RECENT PROJECTS

©️ John Lui
©️ John Lui

TRANSTOPIA

Transtopia is an ongoing project that started during my artist residency in Hong Kong. It is based on three propositions: What if the archivist's worst nightmare came true and all our paper-based archives suddenly vanished, the body of each document mercilessly eaten away by a strange virus or bug plague? What if all the layers that map and separate the real and the imagined city would suddenly collapse onto themselves? Our ecological odds are just as flimsy, what's the use in trying to encapsulate fauna and flora in a jar?

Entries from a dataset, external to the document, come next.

PR #3063, opened 2021-10-12
Bump JENA to deal with CVE-2021-29349

tadgh:


ericprud:
inviting @afs to render his considerable wisdom

PR #3070, opened 2021-10-14
Make MDM listener transactional

jamesagnew:


jamesagnew:
This turned out to be the wrong fix.

PR #3142, opened 2021-11-04
3136 - Provide RemoteTerminologyServiceValidationSupport Implementation For Operation $validate-code

### LINKED ISSUE #3136: Provide RemoteTerminologyServiceValidationSupport Implementation For Operation $validate-code
The purpose of this Issue is to enhance the current support for the $validate-code Operation so it can be provided by an instance of RemoteTerminologyServiceValidationSupport.

Currently, the exposed operation interface goes directly to the DAO layer, which does not work when the system is configured to use a Remote Terminology Server.

KevinDougan-SmileCDR:
Closes #3136


hapi-fhir-jpaserver-base/src/main/java/ca/uhn/fhir/jpa/provider/ValueSetOperationProvider.java
```diff
@@ -142,24 +150,37 @@ public IBaseParameters validateCode(
...
-				valueSetIdentifier.setValue(theValueSetUrl.getValue() + "|" + theValueSetVersion);
-			} else {
-				valueSetIdentifier = theValueSetUrl;
-			}
-			IPrimitiveType<String> codeSystemIdentifier;
-			if (theSystemVersion != null) {
-				codeSystemIdentifier = (IPrimitiveType<String>) getContext().getElementDefinition("uri").newInstance();
-				codeSystemIdentifier.setValue(theSystem.getValue() + "|" + theSystemVersion);
+			// If a Remote Terminology Server has been configured, use it
+			if (myValidationSupportChain.isRemoteTerminologyServiceConfigured()) {
```
jamesagnew, line 157: IMO let's just always pass validation requests through the validation support chain, instead of having this branching logic. I don't actually see any reason we need to specifically put it through the DAO method ever, the chain has caching and that kind of nice benefit so might as well always use it - That allows us to drop the `isRemoteTerminologyServiceConfigured` method too so we don't need any special handling in the chain

jamesagnew: ..unless there's something i'm not considering of course...

jamesagnew (changes requested):
Lookin' good - But I think it could actually be simplified even more

hapi-fhir-jpaserver-base/src/main/java/ca/uhn/fhir/jpa/provider/ValueSetOperationProvider.java
KevinDougan-SmileCDR: Hi @jamesagnew,

I did try using your suggestion of a more simplified approach with my first implementation, but it caused 77 Unit Tests to fail!

This new approach works without negatively impacting those DAO-based Unit Tests and greatly reduces the work required to implement a solution.

Let me know if this new approach is still acceptable, or if you want me to go back and try to address it using the single validation support chain approach, and working on those failing DAO-based Unit Tests...

Thanks!
Kevin

KevinDougan-SmileCDR: Actually, let me try that simplified approach one more time. I might've ran into problems earlier with my Unit Tests not properly cleaning up their artifacts in the @AfterEach method...

jdar8 (approved):

hapi-fhir-jpaserver-base/src/main/java/ca/uhn/fhir/jpa/provider/ValueSetOperationProvider.java
KevinDougan-SmileCDR: The DAO Unit Test failures were not a "quick fix" and therefore, I'll go ahead with this approach, and look for an opportunity to re-factor the implementation to make it simpler in the future.

tadgh:
I am going to merge this for now, with sights towards a refactor defined here: https://github.com/hapifhir/hapi-fhir/issues/3184

PR #3171, opened 2021-11-15
3170 language portion of language code is case insensitive

### LINKED ISSUE #3170: Allow LanguageCodeValidation to be case insensitive on language code portion.
When trying to ingest language code only, uppercase language codes cannot be found.

Description
When we try to ingest a practitioner resource which has communication, with Preferred Binding to Common languages and Max binding to All languages(same mapping as base R4 Practitioner) , it fails with Validation error Validation failed for 'urn:ietf:bcp:47#SGN'. This is failing for lot of values in BCP47

Steps to Reproduce

Submit Any Practitioner resource or Patient resource which has communication element that contains a language code in uppercase only (eg here: SGN)
Receives Validation error for 'urn:ietf:bcp:47#SGN'

TipzCM:
closes #3170 

- Updated CommonCodeSystemsTerminologyService to allow language portion of language-region code to be case insensitive
- updated changelog

### DIFF
--- a/hapi-fhir-validation/src/test/java/org/hl7/fhir/common/hapi/validation/support/CommonCodeSystemsTerminologyServiceTest.java
+++ b/hapi-fhir-validation/src/test/java/org/hl7/fhir/common/hapi/validation/support/CommonCodeSystemsTerminologyServiceTest.java
@@ -12,6 +12,7 @@ import org.junit.jupiter.api.Test;
 
 import static org.junit.jupiter.api.Assertions.assertEquals;
 import static org.junit.jupiter.api.Assertions.assertFalse;
+import static org.junit.jupiter.api.Assertions.assertNotNull;
 import static org.junit.jupiter.api.Assertions.assertNull;
 import static org.junit.jupiter.api.Assertions.assertTrue;
 import static org.junit.jupiter.api.Assertions.fail;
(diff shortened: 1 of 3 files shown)


hapi-fhir-validation/src/test/java/org/hl7/fhir/common/hapi/validation/support/CommonCodeSystemsTerminologyServiceTest.java
```diff
@@ -54,6 +55,26 @@ public void testUcum_LookupCode_UnknownSystem() {
...
+		assertNotNull(outcomeUpper);
+		assertNotNull(outcomeLower);
+		assertTrue(outcomeLower.isFound());
+		assertTrue(outcomeUpper.isFound());
+	}
+
+	@Test
+	public void lookupCode_languageAndRegionLookup_languageIsCaseInsensitive() {
+		IValidationSupport.LookupCodeResult outcomeUpper = mySvc.lookupCode(newSupport(), "urn:ietf:bcp:47", "EN-US", "English");
+		IValidationSupport.LookupCodeResult outcomeLower = mySvc.lookupCode(newSupport(), "urn:ietf:bcp:47", "en-US", "English");
```
tadgh, line 71: while we're in here, we might as well support `en-us` too. Can you add that test case?

tadgh:
Approved pending two things: 
1. A changelog. 
2. one minor addition to support lower case region. We might as well do it now, since we're probably going to get asked for it anyhow.

tadgh (approved):

hapi-fhir-validation/src/test/java/org/hl7/fhir/common/hapi/validation/support/CommonCodeSystemsTerminologyServiceTest.java
TipzCM: done

Issue #3885, opened 2022-08-05
HIGH Security Vulnerability in hapi-fhir-test-utilities


joepaquette:
hapi-fhir-test-utilities has a dependency on `net.sourceforge.htmlunit` which has a dependency on `xalan:xalan`.

`xalan:xalan:2.7.2` has a HIGH security vulnerability and was last updated on July 24, **2014**. [see](https://mvnrepository.com/artifact/xalan/xalan/2.7.2)

Results from a WHITESOURCE security scan:
- Artifact ID: xalan
- Group ID: xalan
- Library Version: 2.7.2
- Library Path: /root/.gradle/caches/modules-2/files-2.1/xalan/xalan/2.7.2/d55d3f02a56ec4c25695fe67e1334ff8c2ecea23/xalan-2.7.2.jar
- Type: MAVEN_ARTIFACT
- Description: The Apache Xalan Java XSLT library is vulnerable to an integer truncation issue when processing malicious XSLT stylesheets. This can be used to corrupt Java class files generated by the internal XSLTC compiler and execute arbitrary Java bytecode. The Apache Xalan Java project is dormant and in the process of being retired. No future releases of Apache Xalan Java to address this issue are expected. Note: Java runtimes (such as OpenJDK) include repackaged copies of Xalan.
- Suggested Fix: No suggested fix

tadgh:
Heya! Greatly appreciate the report.  The test utilities are test-scoped, and not shipped in production code. Since there seems to be no remediation immediately available, do you have any recommendations? Do you think it would be safe to just remove the dependency?

joepaquette:
Someone should look at [hapi-fhir-server-openapi](https://github.com/hapifhir/hapi-fhir/tree/master/hapi-fhir-server-openapi) because the test utilities are not scoped to test only. That's how we stumbled onto this issue. I'll add a new issue to resolve this.

The scanning tool we use apparently does not make distinctions between "test" and "production" dependencies, so we cannot make use of the test utilities package in our project. 

Since the test utilities has a dependency on HtmlUnit and HtmlUnit has the dependency on Xalan, the only thing I can think of is to find an alternative to HtmlUnit that does not contain a dependency on Xalan. I'm not familiar with these tools, but a quick Google search (htmlunit alternative java) identified https://github.com/dhamaniasad/HeadlessBrowsers with numerous suggestions.

jamesagnew:
[...]

Issue #2716, opened 2021-06-08
Hapi-fhir-server-openapi: Do not rely on hapi-fhir-test-utilities for javax.servlet:javax.servlet-api.


Ro3Ls:
**Describe the issue**
The hapi-fhir-server-openapi jar could be smaller to change the scope from hapi-fhir-test-utilities to test and add the javax.servlet:javax.servlet-api as a dependency.

**Environment (please complete the following information):**
 - HAPI FHIR Version
 - OS: Windows 10
 - Browser: Firefox

**Additional context**
Decreases the size of the hapi-fhir-server that uses hapi-fhir-server-openapi package. This way test-containers-${version} will not be added to final deployment (Size: 11.454kB) and possible other not needed dependencies.

If needed i can provide a PR

PR #4306, opened 2022-11-29
Clean up dependencies

jbonzohln:
Cleans up dependencies so multiple versions of a dependency aren't brought in unnecessarily.
* `swagger-models` `2.1.7` was specified, but `2.1.12` is brought in with `swagger-core`.
* `hapi-fhir-test-utilities` did not have scope=test to allow for the servlet-api classes to be referenced, but depending on `javax.servlet-api` is cleaner and does not bring in all of the test dependencies.
 * `okhttp` was a dependency but wasn't being used

Fixes https://github.com/hapifhir/hapi-fhir/issues/3885
Fixes https://github.com/hapifhir/hapi-fhir/issues/2716

### DIFF
--- a/hapi-fhir-server-openapi/pom.xml
+++ b/hapi-fhir-server-openapi/pom.xml
@@ -35,7 +35,6 @@
 		<dependency>
 			<groupId>io.swagger.core.v3</groupId>
 			<artifactId>swagger-models</artifactId>
-			<version>2.1.7</version>
 		</dependency>
 		<dependency>
 			<groupId>io.swagger.core.v3</groupId>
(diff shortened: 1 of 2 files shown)


tadgh:
Heya, I'll have to test this against our upstream dependencies, and if all looks good, I'll get this merged :)

tadgh (approved):

tadgh:
So, this actually causes problems in javadoc generation (specifically the okhttp dep) . I'm going to revert the okhttp removal, and see if that fixes it.

tadgh:
Could you do me a favour and see if you can successfully run 
```
mvn clean install -Dmaven.test.skip -P DIST
```

? I get an error thrown due to the missing OKhttp dep.

jbonzohln:
@tadgh you're right, I had to add okhttp and apache httpcomponents to hapi-fhir-structures-r4 to get the javadoc step to work.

Transtopia implies the idea of transit: "Places that exist in the form of maps are inevitably fated to suffer transformation and transference and, as such, they are like comets that travel unceasingly, circling over and over again, forever in the act of transit, never arriving at their destinations. Transtopia is a place with transit itself as its destination. (. . . ) If maps can harbor secrets, I'd imagined that they would have to be excavated from fragmented, moth-eaten documents rather than from so-called scientifically rendered modern charts." (Dung Kai Cheung, Atlas: The Archaeology of an Imaginary City).


You can read more about the project here.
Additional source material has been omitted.